Mike Themsen

Personal information
- Full name: Mike Kofod Themsen
- Date of birth: 1 March 2006 (age 20)
- Place of birth: Hundested, Denmark
- Height: 1.73 m (5 ft 8 in)
- Position: Left winger

Team information
- Current team: Randers
- Number: 7

Youth career
- 2012–2013: FIF Hillerød
- 2013–2016: Hundested IK
- 2016–2020: Nordsjælland
- 2020–2023: Helsingør
- 2023–2024: Randers

Senior career*
- Years: Team / Apps / (Gls)
- 2024–: Randers / 53 / (2)

International career^{‡}
- 2024: Denmark U18 / 1 / (0)
- 2024–: Denmark U19 / 8 / (4)

= Mike Themsen =

Danish footballer (born 2006)

Mike Kofod Themsen (born 1 March 2006) is a Danish professional footballer who plays as a left winger for Danish Superliga club Randers FC.

==Club career==
===Randers===
Themsen was brought up in FC Nordsjælland before moving to FC Helsingør as an U15 player in the summer of 2020. Ahead of the 2023–24 season, 17-year-old Themsen moved to Randers FC, where he became part of the club's U-19 squad.

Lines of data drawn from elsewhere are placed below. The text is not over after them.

PR #421, opened 2023-11-11
PKGBUILD: refactor, improve, and sync changes with the version found in AUR git

ralphptorres:
This patch mirrors the PKGBUILD from AUR git, refactors, and improves it via the following commits. These commits are already present in the AUR git so anyone can test this script by installing tiny-irc-client-git.

Context: Prior to these commits, this script was not updated since 2021/11.  I reached out to the maintainers to suggest improvements. They mentioned they no longer use tiny then gave me the blessing to maintain the package myself.

### DIFF
--- a/pkg/archlinux/PKGBUILD
+++ b/pkg/archlinux/PKGBUILD
@@ -10,8 +10,8 @@ arch=(x86_64)
 url=https://github.com/osa1/tiny
 license=(MIT)
 
-depends=(openssl dbus)
-makedepends=(git rust)
+depends=(dbus)
+makedepends=(git cargo)
 provides=(${pkgname%-git})
 conflicts=(${pkgname%-git})
 source=(git+$url)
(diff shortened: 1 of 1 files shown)


pkg/archlinux/PKGBUILD
```diff
@@ -1,25 +1,42 @@
...
+    git describe --tags --long | \
+        sed -e 's/\([^-]*-\)g/r\1/' -e 's/-/./g' -e 's/^v//'
+}
+
 build() {
-          cargo build \
-            --manifest-path "$srcdir/tiny/Cargo.toml" \
-            --release
+    cd $_pkgname
+    cargo install --path crates/$_pkgname --features=desktop-notifications
```
osa1, line 30: This invocation builds with `rustls` and doesn't depend on `openssl`. You can either remove the `openssl` dependency or run `cargo install ... --no-default-features --features=desktop-notifications,tls-native` and depend on `openssl` instead of `rustls` (`--no-default-features` is needed to disable `tls-rustls` feature which we replace with `tls-native`).

osa1 (commented):
Thanks! I've added an inline comment.

pkg/archlinux/PKGBUILD
ralphptorres: Updated with the former, thanks.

On 23 February 2024 Themsen was on the bench for Randers in the Danish Superliga for the first time. However, he had to wait until 7 April 2024 to make his debut as Themsen was substituted for his first Danish Superliga match, coming off the bench to replace Noah Shamoun against Hvidovre IF.

On 3 June 2024 Randers confirmed that Themsen had signed a new three-year contract, so the agreement now expired at the end of June 2027. On 19 December, his contract was extended again, this time keeping him at the club until 2028.